▸ **Try it**: From the records below, copy out each line that has the word "merged".
*** Data listing Section Begins ***
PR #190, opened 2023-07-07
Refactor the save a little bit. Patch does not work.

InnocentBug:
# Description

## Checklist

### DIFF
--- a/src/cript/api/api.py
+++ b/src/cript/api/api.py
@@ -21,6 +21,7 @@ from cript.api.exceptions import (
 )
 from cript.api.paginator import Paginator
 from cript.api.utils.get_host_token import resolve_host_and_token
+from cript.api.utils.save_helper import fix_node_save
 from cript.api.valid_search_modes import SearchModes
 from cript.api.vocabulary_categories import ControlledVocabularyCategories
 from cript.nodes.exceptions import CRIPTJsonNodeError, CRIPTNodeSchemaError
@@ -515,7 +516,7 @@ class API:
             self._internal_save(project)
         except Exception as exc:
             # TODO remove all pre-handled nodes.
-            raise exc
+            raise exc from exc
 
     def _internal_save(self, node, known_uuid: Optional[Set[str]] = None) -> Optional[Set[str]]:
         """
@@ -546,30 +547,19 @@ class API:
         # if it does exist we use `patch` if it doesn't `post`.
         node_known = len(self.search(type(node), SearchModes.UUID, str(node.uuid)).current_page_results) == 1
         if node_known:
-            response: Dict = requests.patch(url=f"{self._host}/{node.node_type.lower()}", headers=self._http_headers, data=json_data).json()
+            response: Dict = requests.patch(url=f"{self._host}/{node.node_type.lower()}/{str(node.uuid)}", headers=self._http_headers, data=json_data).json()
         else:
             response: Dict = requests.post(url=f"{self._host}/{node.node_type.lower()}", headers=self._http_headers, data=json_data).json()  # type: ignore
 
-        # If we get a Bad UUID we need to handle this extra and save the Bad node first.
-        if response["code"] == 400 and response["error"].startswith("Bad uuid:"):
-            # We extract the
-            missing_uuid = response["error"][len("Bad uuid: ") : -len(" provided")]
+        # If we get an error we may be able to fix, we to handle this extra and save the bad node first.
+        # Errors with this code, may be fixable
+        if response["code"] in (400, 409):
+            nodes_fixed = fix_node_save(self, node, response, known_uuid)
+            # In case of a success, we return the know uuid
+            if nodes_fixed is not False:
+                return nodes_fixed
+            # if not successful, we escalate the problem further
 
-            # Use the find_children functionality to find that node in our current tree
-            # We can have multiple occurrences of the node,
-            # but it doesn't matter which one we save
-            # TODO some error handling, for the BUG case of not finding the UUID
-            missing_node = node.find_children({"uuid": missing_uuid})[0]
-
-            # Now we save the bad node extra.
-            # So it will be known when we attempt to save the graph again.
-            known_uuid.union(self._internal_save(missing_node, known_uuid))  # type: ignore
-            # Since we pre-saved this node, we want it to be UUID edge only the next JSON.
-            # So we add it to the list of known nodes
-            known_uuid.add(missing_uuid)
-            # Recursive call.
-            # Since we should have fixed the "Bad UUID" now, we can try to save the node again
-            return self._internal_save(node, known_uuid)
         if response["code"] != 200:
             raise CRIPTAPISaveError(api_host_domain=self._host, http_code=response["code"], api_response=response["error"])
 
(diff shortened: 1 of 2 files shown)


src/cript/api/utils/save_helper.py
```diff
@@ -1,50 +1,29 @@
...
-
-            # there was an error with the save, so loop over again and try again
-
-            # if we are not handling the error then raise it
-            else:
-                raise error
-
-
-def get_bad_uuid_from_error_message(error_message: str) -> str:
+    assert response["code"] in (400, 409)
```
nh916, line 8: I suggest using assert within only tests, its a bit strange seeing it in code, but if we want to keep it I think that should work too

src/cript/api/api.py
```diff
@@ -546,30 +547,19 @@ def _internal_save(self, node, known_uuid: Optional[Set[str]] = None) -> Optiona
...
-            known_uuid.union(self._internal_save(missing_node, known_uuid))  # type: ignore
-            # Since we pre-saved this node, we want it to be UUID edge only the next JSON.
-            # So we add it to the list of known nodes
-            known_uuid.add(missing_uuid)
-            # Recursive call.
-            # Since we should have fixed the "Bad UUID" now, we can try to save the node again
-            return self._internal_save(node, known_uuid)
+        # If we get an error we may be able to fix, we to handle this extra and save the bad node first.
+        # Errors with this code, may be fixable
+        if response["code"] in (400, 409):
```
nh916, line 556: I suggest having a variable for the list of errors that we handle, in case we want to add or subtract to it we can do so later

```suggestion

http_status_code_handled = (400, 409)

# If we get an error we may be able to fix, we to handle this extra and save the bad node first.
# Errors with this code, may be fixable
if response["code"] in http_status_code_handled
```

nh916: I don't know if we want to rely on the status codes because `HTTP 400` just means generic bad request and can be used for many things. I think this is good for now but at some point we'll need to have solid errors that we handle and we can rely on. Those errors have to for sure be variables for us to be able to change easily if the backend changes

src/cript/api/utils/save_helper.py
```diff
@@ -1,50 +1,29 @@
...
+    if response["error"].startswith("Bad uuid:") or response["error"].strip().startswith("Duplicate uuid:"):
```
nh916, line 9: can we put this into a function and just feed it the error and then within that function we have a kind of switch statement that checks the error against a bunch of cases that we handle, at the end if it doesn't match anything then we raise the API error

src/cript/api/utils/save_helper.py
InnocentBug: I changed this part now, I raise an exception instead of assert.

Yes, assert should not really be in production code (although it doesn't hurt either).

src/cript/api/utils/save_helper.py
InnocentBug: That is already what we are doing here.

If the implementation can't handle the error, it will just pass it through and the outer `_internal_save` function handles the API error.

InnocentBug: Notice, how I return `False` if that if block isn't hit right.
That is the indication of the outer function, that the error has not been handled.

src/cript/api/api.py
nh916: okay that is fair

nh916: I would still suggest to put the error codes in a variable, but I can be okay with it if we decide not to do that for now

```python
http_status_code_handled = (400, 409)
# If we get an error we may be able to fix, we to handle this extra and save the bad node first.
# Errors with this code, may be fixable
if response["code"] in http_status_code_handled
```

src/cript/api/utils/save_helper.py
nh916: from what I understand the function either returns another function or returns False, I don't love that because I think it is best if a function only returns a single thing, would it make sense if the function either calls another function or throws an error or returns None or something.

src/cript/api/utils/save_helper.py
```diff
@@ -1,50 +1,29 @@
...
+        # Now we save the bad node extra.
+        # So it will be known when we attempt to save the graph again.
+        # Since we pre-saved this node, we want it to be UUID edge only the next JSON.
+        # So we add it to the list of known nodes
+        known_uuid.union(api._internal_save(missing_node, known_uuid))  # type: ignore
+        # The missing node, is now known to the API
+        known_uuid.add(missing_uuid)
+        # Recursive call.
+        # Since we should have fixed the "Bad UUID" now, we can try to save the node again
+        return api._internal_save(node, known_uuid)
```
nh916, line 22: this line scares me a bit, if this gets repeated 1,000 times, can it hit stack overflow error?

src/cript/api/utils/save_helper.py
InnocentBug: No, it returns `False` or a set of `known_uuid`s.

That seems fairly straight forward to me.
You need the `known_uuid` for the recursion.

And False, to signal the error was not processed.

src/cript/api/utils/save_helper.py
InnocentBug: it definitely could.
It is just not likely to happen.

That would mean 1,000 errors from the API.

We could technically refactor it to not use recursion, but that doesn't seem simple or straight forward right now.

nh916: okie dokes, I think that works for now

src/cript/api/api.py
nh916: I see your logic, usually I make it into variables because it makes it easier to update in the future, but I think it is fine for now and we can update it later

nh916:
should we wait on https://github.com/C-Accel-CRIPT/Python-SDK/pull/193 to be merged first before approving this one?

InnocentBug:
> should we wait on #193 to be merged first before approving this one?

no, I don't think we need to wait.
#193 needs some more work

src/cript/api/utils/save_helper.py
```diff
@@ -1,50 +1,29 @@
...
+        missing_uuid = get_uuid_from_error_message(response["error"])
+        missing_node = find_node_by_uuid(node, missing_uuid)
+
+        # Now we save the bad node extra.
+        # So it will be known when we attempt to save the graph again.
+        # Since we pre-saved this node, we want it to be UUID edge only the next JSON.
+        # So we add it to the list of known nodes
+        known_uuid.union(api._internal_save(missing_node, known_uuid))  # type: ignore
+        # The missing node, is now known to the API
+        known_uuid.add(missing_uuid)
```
*** Data listing Section Ends ***
▸ **Written response**:
should we wait on https://github.com/C-Accel-CRIPT/Python-SDK/pull/193 to be merged first before approving this one?
> should we wait on #193 to be merged first before approving this one?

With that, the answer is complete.